=== DATASET ===
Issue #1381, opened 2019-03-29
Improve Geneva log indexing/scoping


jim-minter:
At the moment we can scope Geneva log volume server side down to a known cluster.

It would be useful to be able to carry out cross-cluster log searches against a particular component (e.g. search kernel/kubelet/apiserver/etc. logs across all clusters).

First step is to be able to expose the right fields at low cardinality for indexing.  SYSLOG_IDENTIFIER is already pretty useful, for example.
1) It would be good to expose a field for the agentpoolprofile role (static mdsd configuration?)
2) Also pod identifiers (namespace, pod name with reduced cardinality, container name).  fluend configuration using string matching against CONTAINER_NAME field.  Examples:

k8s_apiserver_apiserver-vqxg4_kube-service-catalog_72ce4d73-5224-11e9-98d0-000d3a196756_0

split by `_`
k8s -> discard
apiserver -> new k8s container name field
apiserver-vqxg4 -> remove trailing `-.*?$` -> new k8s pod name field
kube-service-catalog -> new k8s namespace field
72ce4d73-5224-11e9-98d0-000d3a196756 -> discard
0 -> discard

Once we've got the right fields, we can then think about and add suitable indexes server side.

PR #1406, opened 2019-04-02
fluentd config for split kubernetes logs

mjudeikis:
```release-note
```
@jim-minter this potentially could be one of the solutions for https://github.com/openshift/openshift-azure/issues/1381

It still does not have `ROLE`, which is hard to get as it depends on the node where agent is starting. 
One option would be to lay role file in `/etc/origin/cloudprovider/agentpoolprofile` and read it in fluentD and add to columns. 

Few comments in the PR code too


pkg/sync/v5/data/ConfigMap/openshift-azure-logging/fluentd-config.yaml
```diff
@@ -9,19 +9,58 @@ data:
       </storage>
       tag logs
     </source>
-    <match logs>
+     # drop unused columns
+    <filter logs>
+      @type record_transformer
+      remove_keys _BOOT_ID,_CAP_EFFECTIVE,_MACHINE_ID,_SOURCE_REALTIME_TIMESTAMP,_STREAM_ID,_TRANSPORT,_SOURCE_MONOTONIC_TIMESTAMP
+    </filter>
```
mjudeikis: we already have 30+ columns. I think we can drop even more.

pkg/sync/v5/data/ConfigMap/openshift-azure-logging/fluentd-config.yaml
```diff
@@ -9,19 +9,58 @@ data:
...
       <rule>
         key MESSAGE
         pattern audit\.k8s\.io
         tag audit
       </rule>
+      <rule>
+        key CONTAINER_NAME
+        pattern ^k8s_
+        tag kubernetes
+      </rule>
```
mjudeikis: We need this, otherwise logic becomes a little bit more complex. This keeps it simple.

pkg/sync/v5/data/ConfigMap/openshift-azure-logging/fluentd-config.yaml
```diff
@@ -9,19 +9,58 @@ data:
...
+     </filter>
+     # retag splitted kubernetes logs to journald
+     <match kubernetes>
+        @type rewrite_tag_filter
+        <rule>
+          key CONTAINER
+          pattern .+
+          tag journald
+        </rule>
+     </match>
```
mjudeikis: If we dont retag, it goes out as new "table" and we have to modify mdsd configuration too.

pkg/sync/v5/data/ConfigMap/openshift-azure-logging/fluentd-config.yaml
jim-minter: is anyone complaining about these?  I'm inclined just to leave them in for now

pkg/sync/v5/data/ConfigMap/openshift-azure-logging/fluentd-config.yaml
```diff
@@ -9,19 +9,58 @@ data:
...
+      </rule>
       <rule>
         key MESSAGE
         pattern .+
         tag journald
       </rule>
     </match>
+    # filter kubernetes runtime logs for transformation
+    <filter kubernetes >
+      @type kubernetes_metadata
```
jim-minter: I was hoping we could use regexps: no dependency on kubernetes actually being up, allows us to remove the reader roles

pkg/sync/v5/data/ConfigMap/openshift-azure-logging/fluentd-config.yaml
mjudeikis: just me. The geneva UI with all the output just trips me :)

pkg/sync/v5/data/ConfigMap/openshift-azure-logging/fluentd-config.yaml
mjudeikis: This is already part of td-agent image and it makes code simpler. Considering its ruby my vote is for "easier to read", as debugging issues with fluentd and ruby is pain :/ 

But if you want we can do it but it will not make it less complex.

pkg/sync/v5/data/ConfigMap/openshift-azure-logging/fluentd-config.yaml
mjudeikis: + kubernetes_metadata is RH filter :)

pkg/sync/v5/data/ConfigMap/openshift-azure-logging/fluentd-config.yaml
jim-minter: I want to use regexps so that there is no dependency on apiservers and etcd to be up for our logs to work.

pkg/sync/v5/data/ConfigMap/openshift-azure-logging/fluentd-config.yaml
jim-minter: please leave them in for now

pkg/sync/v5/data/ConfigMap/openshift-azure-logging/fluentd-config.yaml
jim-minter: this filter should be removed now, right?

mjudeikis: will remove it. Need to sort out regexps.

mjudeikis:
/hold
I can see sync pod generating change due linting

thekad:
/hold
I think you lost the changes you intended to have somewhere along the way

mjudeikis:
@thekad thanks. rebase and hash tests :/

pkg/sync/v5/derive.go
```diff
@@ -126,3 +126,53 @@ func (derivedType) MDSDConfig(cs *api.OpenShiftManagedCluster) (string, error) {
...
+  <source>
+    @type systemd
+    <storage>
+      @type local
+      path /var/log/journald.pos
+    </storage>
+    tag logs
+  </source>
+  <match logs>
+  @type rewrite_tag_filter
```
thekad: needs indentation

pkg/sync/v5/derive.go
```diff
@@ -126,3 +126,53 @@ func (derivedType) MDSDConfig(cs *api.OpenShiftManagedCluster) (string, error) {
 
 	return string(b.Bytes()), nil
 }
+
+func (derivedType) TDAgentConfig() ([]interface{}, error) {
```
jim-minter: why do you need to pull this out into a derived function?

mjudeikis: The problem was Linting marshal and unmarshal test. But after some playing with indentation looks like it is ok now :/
===
=== DATASET ===
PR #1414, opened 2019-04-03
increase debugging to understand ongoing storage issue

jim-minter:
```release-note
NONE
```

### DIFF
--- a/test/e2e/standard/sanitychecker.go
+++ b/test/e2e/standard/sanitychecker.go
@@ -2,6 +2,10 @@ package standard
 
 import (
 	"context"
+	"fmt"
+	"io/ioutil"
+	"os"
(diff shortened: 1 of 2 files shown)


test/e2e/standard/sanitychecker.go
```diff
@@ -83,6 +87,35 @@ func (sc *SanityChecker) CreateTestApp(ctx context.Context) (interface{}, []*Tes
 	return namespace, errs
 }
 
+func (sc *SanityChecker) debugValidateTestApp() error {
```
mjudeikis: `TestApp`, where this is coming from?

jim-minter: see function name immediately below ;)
===
Say how many lines of the entries above hold the string "standard", and say nothing besides the number.

ANSWER BOX:
4